Premier jour, «Amm Ismaïl» prend le matériel de son nouveau boulot. Un sceau, une étoffe pour le lavage quotidien de l'escalier, un tuyau pour le lavage des voitures garées aux alentours de l'immeuble. Ce n'était pas dur pour lui de se réveiller tôt. Là-bas, dans son village, il ouvrait les yeux à la première lueur de l'aube. Il enfile sa djellaba et se dirige en tout hâte vers son champ. Le sourire radieux, l'âme enchantée, l'espoir ne le quittait pas. Ici, au Caire, il commence sa journée même avant l'aube. Première tâche: acheter les journaux à tous les habitants (là il faut bien se rappeler qui veut quoi, autant de personnes autant de goûts, chacun attend un journal différent de l'autre, selon son idéologie). Puis, il passe chez le laitier et le marchand de foul (fèves cuisinées du coin) pour acheter le petit déjeuner à un locataire célibataire ou une mère de famille en manque de temps. Vers 7h, c'est l'heure du lavage des voitures, un peu de temps avant la descente en masse des fonctionnaires occupant l'immeuble.

Qui dit que ce métier est confortable, sans exigence? Qui prétend que les concierges sont des êtres avaricieux sans scrupules, qui sont là pour divulguer vos secrets et extraire votre argent? Bien sûr il y en a de tout. Cependant, pour la majorité, les portiers en Egypte, sont misérables, aux rêves frustrés et aux attentes importantes. Ils se sont heurtés à une réalité amère, la ville n'est pas faite pour eux. Ils doivent faire flèche de tout bois pour en fin de la journée ramasser quelques sous d'ici et d'autres de là pour subvenir à leurs besoins. Ils doivent piocher jour et nuit, jour en fin de compte les mauvais habitants le traitent de bolosse et les bons locataires se compatissent avec lui, le comblent de leur «excédent» et lui offrent leur «surplus».

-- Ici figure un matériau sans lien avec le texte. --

PR #14533, opened 2024-09-12
feat: add support for parallel run

cyw233:
### Description of PR

Currently, our Nightly runs for multi-DUT testbeds (e.g., T2 chassis) are taking an exceptionally long time. To address this, we propose introducing parallel execution to our test infrastructure. By implementing this, we can select the test modules that take a long time to finish and run the test cases in them in parallel, thereby reducing the overall running time.

At this stage, this implementation is compatible only with Microsoft’s internal Nightly tool. We plan to introduce it to the community once we have confirmed its effectiveness internally.

Summary:
Fixes # (issue) Microsoft ADO 29061962

### Type of change

- [ ] Bug fix

### Back port request
- [ ] 202012
- [ ] 202205
- [ ] 202305
- [ ] 202311
- [x] 202405

Reduce the Nightly running time for multi-DUT testbeds

### DIFF
--- a/tests/common/devices/duthosts.py
+++ b/tests/common/devices/duthosts.py
@@ -1,7 +1,8 @@
-import sys
 import logging
+import sys
 
 from tests.common.devices.multi_asic import MultiAsicSonicHost
+from tests.common.helpers.parallel_utils import is_initial_checks_active
 
 logger = logging.getLogger(__name__)
 
@@ -44,7 +45,7 @@ class DutHosts(object):
             """ To support hash operator on the DUTs (nodes) in the testbed """
             return list.__hash__()
 
-    def __init__(self, ansible_adhoc, tbinfo, duts):
+    def __init__(self, ansible_adhoc, tbinfo, request, duts, target_hostname=None, is_parallel_leader=False):
         """ Initialize a multi-dut testbed with all the DUT's defined in testbed info.
 
         Args:
@@ -56,15 +57,93 @@ class DutHosts(object):
         """
         self.ansible_adhoc = ansible_adhoc
         self.tbinfo = tbinfo
+        self.request = request
         self.duts = duts
-        self.__initialize_nodes()
+        self.is_parallel_run = target_hostname is not None
+        # TODO: Initialize the nodes in parallel using multi-threads?
+        if self.is_parallel_run:
+            self.parallel_run_stage = "non_initial_checks"
+            self.target_hostname = target_hostname
+            self.is_parallel_leader = is_parallel_leader
+            self.__initialize_nodes_for_parallel()
+        else:
+            self.__initialize_nodes()
+
+    def __initialize_nodes_for_parallel(self):
+        self._nodes_for_parallel_initial_checks = self._Nodes([
+            MultiAsicSonicHost(
+                self.ansible_adhoc,
+                hostname,
+                self,
+                self.tbinfo['topo']['type'],
+            ) for hostname in self.tbinfo["duts"]
+        ])
+
+        self._nodes_for_parallel_tests = self._Nodes([
+            node for node in self._nodes_for_parallel_initial_checks if node.hostname == self.target_hostname
+        ])
+
+        self._nodes_for_parallel = (
+            self._nodes_for_parallel_initial_checks if self.is_parallel_leader else self._nodes_for_parallel_tests
+        )
+
+        self._supervisor_nodes = self._Nodes([
+            node for node in self._nodes_for_parallel if node.is_supervisor_node()
+        ])
+
+        self._frontend_nodes = self._Nodes([
+            node for node in self._nodes_for_parallel if node.is_frontend_node()
+        ])
 
     def __initialize_nodes(self):
-        # TODO: Initialize the nodes in parallel using multi-threads?
-        self.nodes = self._Nodes([MultiAsicSonicHost(self.ansible_adhoc, hostname, self, self.tbinfo['topo']['type'])
-                                  for hostname in self.tbinfo["duts"] if hostname in self.duts])
-        self.supervisor_nodes = self._Nodes([node for node in self.nodes if node.is_supervisor_node()])
-        self.frontend_nodes = self._Nodes([node for node in self.nodes if node.is_frontend_node()])
+        self._nodes = self._Nodes([
+            MultiAsicSonicHost(
+                self.ansible_adhoc,
+                hostname,
+                self,
+                self.tbinfo['topo']['type'],
+            ) for hostname in self.tbinfo["duts"] if hostname in self.duts
+        ])
+
+        self._supervisor_nodes = self._Nodes([node for node in self._nodes if node.is_supervisor_node()])
+        self._frontend_nodes = self._Nodes([node for node in self._nodes if node.is_frontend_node()])
+
+    def __should_reinit_when_parallel(self):
+        return (
+            self.is_parallel_leader and (
+                self.parallel_run_stage == "initial_checks" and not is_initial_checks_active(self.request) or
+                self.parallel_run_stage == "non_initial_checks" and is_initial_checks_active(self.request)
+            )
+        )
+
+    def __reinit_nodes_for_parallel(self):
+        if is_initial_checks_active(self.request):
+            self.parallel_run_stage = "initial_checks"
+            self._nodes_for_parallel = self._nodes_for_parallel_initial_checks
+        else:
+            self.parallel_run_stage = "non_initial_checks"
+            self._nodes_for_parallel = self._nodes_for_parallel_tests
+
+        self._supervisor_nodes = self._Nodes([node for node in self._nodes_for_parallel if node.is_supervisor_node()])
+        self._frontend_nodes = self._Nodes([node for node in self._nodes_for_parallel if node.is_frontend_node()])
+
+    @property
+    def nodes(self):
+        if self.is_parallel_run:
+            if self.__should_reinit_when_parallel():
+                self.__reinit_nodes_for_parallel()
+
+            return self._nodes_for_parallel
+        else:
+            return self._nodes
+
+    @property
+    def supervisor_nodes(self):
+        return self._supervisor_nodes
+
+    @property
+    def frontend_nodes(self):
+        return self._frontend_nodes
 
     def __getitem__(self, index):
         """To support operations like duthosts[0] and duthost['sonic1_hostname']
--- a/tests/common/helpers/parallel_utils.py
+++ b/tests/common/helpers/parallel_utils.py
@@ -1,5 +1,217 @@
+import fcntl
+import logging
+
+from datetime import datetime
+from enum import Enum
+from threading import Lock
+from typing import Tuple
+
 from tests.common import config_reload
+from tests.common.helpers.assertions import pytest_assert as pt_assert
+from tests.common.utilities import wait_until
+
+logger = logging.getLogger(__name__)
 
 
 def config_reload_parallel_compatible(node, results, *args, **kwargs):
     return config_reload(node, *args, **kwargs)
+
+
+def is_initial_checks_active(request):
+    parallel_state_file = request.config.getoption("--parallel_state_file")
+    try:
+        last_line = read_last_line_of_file(parallel_state_file)
+        if not last_line:
+            return False
+
+        return last_line.split(',')[1].endswith("started")
+    except FileNotFoundError:
+        logger.info("State file {} not found".format(parallel_state_file))
+        return False
+
+
+def read_last_line_of_file(file, lock_type=fcntl.LOCK_SH):
+    try:
+        with open(file, 'r') as f:
+            fcntl.flock(f, lock_type)
+            lines = f.readlines()
+            fcntl.flock(f, fcntl.LOCK_UN)
+            return lines[-1].strip() if lines else ""
+    except FileNotFoundError as e:
+        raise e
+
+
+class InitialCheckStatus(Enum):
+    IDLE = "idle"
+    SETUP_STARTED = "setup_started"
+    SETUP_COMPLETED = "setup_completed"
+    TESTS_COMPLETED = "tests_completed"
+    TEARDOWN_STARTED = "teardown_started"
+    TEARDOWN_COMPLETED = "teardown_completed"
+    SANITY_CHECK_FAILED = "sanity_check_failed"
+
+
+class ParallelRole(Enum):
+    LEADER = "leader"
+    FOLLOWER = "follower"
+    UNKNOWN = "unknown"
+
+
+class InitialCheckState:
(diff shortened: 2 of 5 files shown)


tests/common/devices/duthosts.py
```diff
@@ -56,15 +57,90 @@ def __init__(self, ansible_adhoc, tbinfo, duts):
...
-        self.__initialize_nodes()
+        self.is_parallel_run = target_hostname is not None
+        # TODO: Initialize the nodes in parallel using multi-threads?
+        if self.is_parallel_run:
+            self.parallel_run_stage = "non_initial_checks"
+            self.target_hostname = target_hostname
+            self.is_parallel_leader = is_parallel_leader
+            self.__initialize_nodes_for_parallel()
+        else:
+            self.__initialize_nodes()
```
cyw233, line 70: When parallel run is enabled, we want only the leader host to run the initial checks (sanity_check and core_dump_and_config_check). We know that both sanity_check and core_dump_and_config_check will call the `duthosts` fixture, but since this is parallel run, `duthosts` should only return a list containing the target host.

Therefore, the purpose of the changes here in `DutHosts` class is to resolve the above issue by dynamically rendering the value of `duthosts` fixture when parallel run is enabled. Specifically, we want `self.nodes` to return all the DUTs at 3 stages for the leader host:

- at very beginning of the test so fixtures depending on `duthosts` can also be initialized with all DUTs information, for example, the `creds_all_duts` fixture
- during initial checks setup
- during intial checks teardown

Otherwise, we want `self.nodes` to only return the target host for both the leader and followers.

FYI, the logic has not been changed when parallel run is disabled.

tests/common/helpers/parallel_utils.py
```diff
@@ -1,5 +1,180 @@
...
+
+
+class InitialCheckStatus(Enum):
+    IDLE = "idle"
+    SETUP_STARTED = "setup_started"
+    SETUP_COMPLETED = "setup_completed"
+    TESTS_COMPLETED = "tests_completed"
+    TEARDOWN_STARTED = "teardown_started"
+    TEARDOWN_COMPLETED = "teardown_completed"
+    SANITY_CHECK_FAILED = "sanity_check_failed"
```
cyw233, line 49: We use a state machine to control the progress of the test for the leader and the followers. Here's a diagram for better understanding the state changes:
parallel run state

tests/conftest.py
```diff
@@ -1460,27 +1507,41 @@ def pytest_generate_tests(metafunc):        # noqa E302
...
-            _hosts_per_hwsku_per_module[metafunc.module] = hosts_per_hwsku
-        duts_selected = _hosts_per_hwsku_per_module[metafunc.module]
-        dut_fixture_name = "enum_rand_one_per_hwsku_hostname"
-    elif "enum_rand_one_per_hwsku_frontend_hostname" in metafunc.fixturenames:
-        if metafunc.module not in _frontend_hosts_per_hwsku_per_module:
-            hosts_per_hwsku = generate_params_hostname_rand_per_hwsku(metafunc, frontend_only=True)
-            _frontend_hosts_per_hwsku_per_module[metafunc.module] = hosts_per_hwsku
-        duts_selected = _frontend_hosts_per_hwsku_per_module[metafunc.module]
-        dut_fixture_name = "enum_rand_one_per_hwsku_frontend_hostname"
+    target_hostname = get_target_hostname(metafunc)
```
cyw233, line 1510: One of the main ideas for parallel run is to run DUT parametrizations in parallel. For example, the `snmp/test_snmp_interfaces.py` test will have the following parametrizations if we run it on a T2 chassis with multiple line cards and one supervisor card:
```
snmp/test_snmp_interfaces.py::test_snmp_interfaces[inv-lc1-1-0]
snmp/test_snmp_interfaces.py::test_snmp_interfaces_mibs[inv-lc1-1-0]
snmp/test_snmp_interfaces.py::test_snmp_mgmt_interface[inv-lc1-1]
snmp/test_snmp_interfaces.py::test_snmp_interfaces[inv-lc1-1-1]
snmp/test_snmp_interfaces.py::test_snmp_interfaces_mibs[inv-lc1-1-1]
snmp/test_snmp_interfaces.py::test_snmp_mgmt_interface[inv-lc3-1]
snmp/test_snmp_interfaces.py::test_snmp_interfaces[inv-lc1-1-2]
snmp/test_snmp_interfaces.py::test_snmp_interfaces_mibs[inv-lc1-1-2]
snmp/test_snmp_interfaces.py::test_snmp_mgmt_interface[inv-sup-1]
snmp/test_snmp_interfaces.py::test_snmp_interfaces[inv-lc3-1-0]
snmp/test_snmp_interfaces.py::test_snmp_interfaces_mibs[inv-lc3-1-0]
snmp/test_snmp_interfaces.py::test_snmp_interfaces[inv-lc3-1-1]
snmp/test_snmp_interfaces.py::test_snmp_interfaces_mibs[inv-lc3-1-1]
snmp/test_snmp_interfaces.py::test_snmp_interfaces[inv-lc3-1-2]
snmp/test_snmp_interfaces.py::test_snmp_interfaces_mibs[inv-lc3-1-2]
snmp/test_snmp_interfaces.py::test_snmp_interfaces[inv-sup-1-0]
snmp/test_snmp_interfaces.py::test_snmp_interfaces_mibs[inv-sup-1-0]
snmp/test_snmp_interfaces.py::test_snmp_interfaces[inv-sup-1-1]
snmp/test_snmp_interfaces.py::test_snmp_interfaces_mibs[inv-sup-1-1]
snmp/test_snmp_interfaces.py::test_snmp_interfaces[inv-sup-1-4]
snmp/test_snmp_interfaces.py::test_snmp_interfaces_mibs[inv-sup-1-4]
snmp/test_snmp_interfaces.py::test_snmp_interfaces[inv-sup-1-5]
snmp/test_snmp_interfaces.py::test_snmp_interfaces_mibs[inv-sup-1-5]
snmp/test_snmp_interfaces.py::test_snmp_interfaces[inv-sup-1-8]
snmp/test_snmp_interfaces.py::test_snmp_interfaces_mibs[inv-sup-1-8]
```

With this change, we can run the following 3 blocks in parallel
```
snmp/test_snmp_interfaces.py::test_snmp_interfaces[inv-lc1-1-0]
snmp/test_snmp_interfaces.py::test_snmp_interfaces_mibs[inv-lc1-1-0]
snmp/test_snmp_interfaces.py::test_snmp_mgmt_interface[inv-lc1-1]
snmp/test_snmp_interfaces.py::test_snmp_interfaces[inv-lc1-1-1]
snmp/test_snmp_interfaces.py::test_snmp_interfaces_mibs[inv-lc1-1-1]
snmp/test_snmp_interfaces.py::test_snmp_mgmt_interface[inv-lc3-1]
snmp/test_snmp_interfaces.py::test_snmp_interfaces[inv-lc1-1-2]
snmp/test_snmp_interfaces.py::test_snmp_interfaces_mibs[inv-lc1-1-2]
```

```
snmp/test_snmp_interfaces.py::test_snmp_mgmt_interface[inv-lc3-1]
snmp/test_snmp_interfaces.py::test_snmp_interfaces[inv-lc3-1-0]
snmp/test_snmp_interfaces.py::test_snmp_interfaces_mibs[inv-lc3-1-0]
snmp/test_snmp_interfaces.py::test_snmp_interfaces[inv-lc3-1-1]
snmp/test_snmp_interfaces.py::test_snmp_interfaces_mibs[inv-lc3-1-1]
snmp/test_snmp_interfaces.py::test_snmp_interfaces[inv-lc3-1-2]
snmp/test_snmp_interfaces.py::test_snmp_interfaces_mibs[inv-lc3-1-2]
```

```
snmp/test_snmp_interfaces.py::test_snmp_mgmt_interface[inv-sup-1]
snmp/test_snmp_interfaces.py::test_snmp_interfaces[inv-sup-1-0]
snmp/test_snmp_interfaces.py::test_snmp_interfaces_mibs[inv-sup-1-0]
snmp/test_snmp_interfaces.py::test_snmp_interfaces[inv-sup-1-1]
snmp/test_snmp_interfaces.py::test_snmp_interfaces_mibs[inv-sup-1-1]
snmp/test_snmp_interfaces.py::test_snmp_interfaces[inv-sup-1-4]
snmp/test_snmp_interfaces.py::test_snmp_interfaces_mibs[inv-sup-1-4]
snmp/test_snmp_interfaces.py::test_snmp_interfaces[inv-sup-1-5]
snmp/test_snmp_interfaces.py::test_snmp_interfaces_mibs[inv-sup-1-5]
snmp/test_snmp_interfaces.py::test_snmp_interfaces[inv-sup-1-8]
snmp/test_snmp_interfaces.py::test_snmp_interfaces_mibs[inv-sup-1-8]
```

tests/common/helpers/parallel_utils.py
```diff
@@ -1,5 +1,180 @@
...
+    def wait_for_all_acknowledgments(self, ack_status: InitialCheckStatus) -> None:
+        if not self.should_wait:
+            logger.info("Skip waiting for all acknowledgments")
+            return
+
+        status_to_timeout = {
+            InitialCheckStatus.SETUP_COMPLETED: 120,
+            InitialCheckStatus.TESTS_COMPLETED: 6000,
+            InitialCheckStatus.TEARDOWN_COMPLETED: 120,
+        }
```
cyw233, line 172: The wait timeout for `InitialCheckStatus.TESTS_COMPLETED` is not easy to determine. The leader will do `initial_check_state.wait_for_all_acknowledgments(InitialCheckStatus.TESTS_COMPLETED)` after it has finished its actual tests and before it starts the initial checks teardown stage. 

The leader wants to wait for all the followers to finish their actual tests beacuse there a recovery process might be triggered during the sanity check teardown stage. However, anything can happen when the actual tests are running for a follower. I put 100 minutes (6000 seconds) here to get things started because I suppose if a follower takes longer than 100 minutes to finish its actual tests after the leader has finished its actual tests, something must be wrong here and we should just do `pytest.fail()`. Please also share some insights on this.

tests/common/helpers/parallel_utils.py
```diff
@@ -1,5 +1,180 @@
...
+        logger.debug("current parallel status: {}".format(current_parallel_status))
+        return current_parallel_status.endswith("started")
+    except FileNotFoundError:
+        logger.info("File {} not found".format(parallel_state_file))
+        return False
+
+
+def read_last_line_from_file(file):
+    with open(file, 'r') as f:
+        fcntl.flock(f, fcntl.LOCK_EX)
```
auspham, line 32: @cyw233 For this one, do you think if it's possible that we acquire a share lock instead? Since we are reading only, acquiring an exclusive lock will slow down the read process if it's happening from other processes.

For writing, I notice we're requesting for exclusive locks anyways and we won't have it until all the subprocesses finish reading - i.e releasing a share lock so i think we would still be safe.

tests/common/helpers/parallel_utils.py
```diff
@@ -1,5 +1,180 @@
...
+        try:
+            return f.readlines()[-1].strip()
```
auspham, line 34: also for this one i'm not sure how big the file will be but perhaps it will be more efficient if we just extract the last line out instead of using readlines() since readlines() will create an array to store the lines.

tests/common/helpers/parallel_utils.py
cyw233: Hey @auspham, a shared lock will allow multiple processes to hold a shared lock on the file and read it simultaneously. In our use case, we wanted to sequentially increment the acknowledgements, for example, LC1's process will acknowledge and increment the `setup_completed` counter to 1, then LC2's process will acknowledge and increment the `setup_completed` counter to 2. That's why I'm using exclusive lock to prevent race condition. 

Hmm..I just looked at my `acknowledge_status()` and realized that I'm doing `self._read_state()` and `self._write_state()` separately, which will still cause race condition because anything can happen when we are doing `acknowledgments += 1`. Ok let me make the `acknowledge_status()` atomic!

tests/common/helpers/parallel_utils.py
cyw233: The file size is related to the number of DUTs in the testbed. Given that we don't have a testbed that contains large number of DUTs, the file size will not be very big, but this is still a very good suggestion to improve the efficiency. Let me see what I can do.

cyw233: Maybe we can put this as a TODO for future improvements?

auspham: @cyw233  I think it should be fine. Maybe we can take a look at this if we experience bad performance. But from our discussion having 4-5 lines in a file I don't think it will affect much.

tests/common/helpers/parallel_utils.py
```diff
@@ -1,5 +1,209 @@
...
+            last_line = lines[-1].strip()
+            _, status_value, acknowledgments, _ = last_line.split(',')
+            if status_value != ack_status.value:
+                raise Exception("Cannot acknowledge status {} when status is {}".format(ack_status, status_value))
+
+            f.write("{},{},{},{}\n".format(
+                datetime.utcnow(),
+                ack_status.value,
+                int(acknowledgments) + 1,
+                ParallelRole.LEADER.value if is_leader else ParallelRole.FOLLOWER.value,
```
cyw233, line 135: Based on the discussion with Jianquan, we can also add the hostname here so we can debug it easily.

tests/common/helpers/parallel_utils.py
cyw233: Based on the discussion with Jianquan, we can disable the wait here (e.g. make it `-1` for now) so we can wait infinitely to see what problems we will have in practice. This will make it easier for us to debug because the process will keep hanging there forever. When we have a clear picture of what will happen during the wait time, we can add a reasonable wait time here.

tests/common/helpers/parallel_utils.py
```diff
@@ -1,5 +1,217 @@
...
+        if not self.should_wait:
+            status_value, _ = self._read_state()
+            if status_value == InitialCheckStatus.SANITY_CHECK_FAILED.value:
+                pt_assert(False, "Leader node sanity check failed. Exiting the test.")
+
+            logger.info("Skip waiting and acknowledging status")
+            return
+
+        if wait_until(
+            432000,
```
cyw233, line 191: Based on the discussion with Jianquan, we can make the wait time to be very large or disable the wait here so we can have enough time to see what problems we will have in practice. This will make it easier for us to debug because the process will keep hanging there for very long. When we have a clear picture of what will happen during the wait time, we can change to a reasonable wait time here.

Therefore, setting the timeout for waiting and acknowledging status from leader to be 5 days (432000 seconds).

yejianquan (dismissed):
LGTM

yejianquan (approved):
LGTM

«Bawab» (nom arabe de portier) ce mot suffit à lui seul de blesser son amour-propre. Par litote, on tend dernièrement à l'appeler «gardien d'immeuble» pour ne pas stigmatiser ses enfants dans le quartier où ils vivent ou dans l'école où ils s'assoient coude-à-coude avec leurs voisins du même quartier (si jamais notre concierge était chanceux de pouvoir admettre ses fils, ou du moins un d'eux, à l'école publique du coin).

Un gardien d'immeuble est tel est gardien de but. Il est censé défendre son entrée des intrus, comme fait le joueur de foot à l'approche d'un ballon de l'équipe adverse. Pourquoi on le maltraite? Est-ce de sa faute d'être né dans la pauvreté? Qu'est-ce qu'on lui reproche au juste? De vouloir améliorer son statut social, en croyant à tort que s'installer dans Oum El Donia, ajoutera à son prestige, et lui forgera une place éminente dans cette société de fous matérialistes, de ces entichés de diplômes et de vie de luxe? Ce n'est aucunement sa faute. C'est assurément le fruit d'une longue incurie de la part de l'Etat. Un régime ne s'intéressant qu'aux riches, appauvrira davantage cette hors-caste injustement défavorisée.